= WORK INSTRUCTION =
Everything from the line containing "Mods list menu, when" to the end of the listing is to be set down exactly, both ends included, and nothing before it.

= GIVEN RECORDS =
PR #720, opened 2023-09-23
Make `RequiredOnClient` text clearer

### LINKED ISSUE #673: RequiredOnClient warning text is not very clear
In the mods menu, there is a warning text that reads "This mod gets (un)loaded automatically"

image

Multiple users have become confused because of this message, thinking that the mod will always get unloaded or something along those lines. 

IMO a better phrasing would read something like: "This mod may get (un)loaded when joining a server"

ASpoonPlaysGames:
closes #673 

Also actually makes that text get localised because it wasn't doing that


Northstar.Client/mod/resource/ui/menus/modlist.menu
```diff
@@ -488,8 +488,8 @@ resource/ui/menus/modlist.menu
 		{
 			ControlName	Label
 
-			labelText	" : This mod gets (un)loaded automatically"
-			wide 500
+			labelText	"#MOD_REQUIRED_WARNING"
+			wide 800
```
uniboi, line 492:
```suggestion
			auto_wide_tocontents 1
```
this should scale with the localized text

Northstar.Client/mod/resource/northstar_client_localisation_english.txt
```diff
@@ -304,6 +304,7 @@ Press Yes if you agree to this. This choice can be changed in the mods menu at a
 		"SHOW_ONLY_DISABLED" "Only Disabled"
 		"SHOW_ONLY_NOT_REQUIRED" "Only Optional Mods"
 		"SHOW_ONLY_REQUIRED" "Only Required Mods"
+		"MOD_REQUIRED_WARNING" " : This mod may get (un)loaded when joining a server"
```
GeckoEidechse, line 307: Formatting shouldn't be part of the localisation.

Although I'm not sure if sticking
```
labelText "#MOD_REQUIRED_WARNING"
```
actually gets it localised.

GeckoEidechse: Looking at #673 we could probably just drop the formatting entirely.

ASpoonPlaysGames: > Although I'm not sure if sticking
> 
> ```
> labelText " : #MOD_REQUIRED_WARNING"
> ```
> 
> actually gets it localised properly.

If you want to do something like that you'll have to set the text in script to prepend the ` : ` (which is dumb)

GeckoEidechse:
I wanted to quickly just open the game with the PR to check the warning message but I cannot actually find where the message pops up ^^"

ASpoonPlaysGames:
> I wanted to quickly just open the game with the PR to check the warning message but I cannot actually find where the message pops up ^^"

Mods list menu, when you hover over a RequiredOnClient mod iirc, should be in the bottom right

GeckoEidechse (approved):
Confirmed working in testing I guess

image


The changes are also pretty self-explanatory.

PR #723, opened 2023-09-24
Re-implement projectile kill replays

### LINKED ISSUE #636: Missing projectile kill replays
You don't get kill replays from the perspective of a projectile.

= OUTPUT =
Mods list menu, when you hover over a RequiredOnClient mod iirc, should be in the bottom right

GeckoEidechse (approved):
Confirmed working in testing I guess

image


The changes are also pretty self-explanatory.

PR #723, opened 2023-09-24
Re-implement projectile kill replays

### LINKED ISSUE #636: Missing projectile kill replays
You don't get kill replays from the perspective of a projectile.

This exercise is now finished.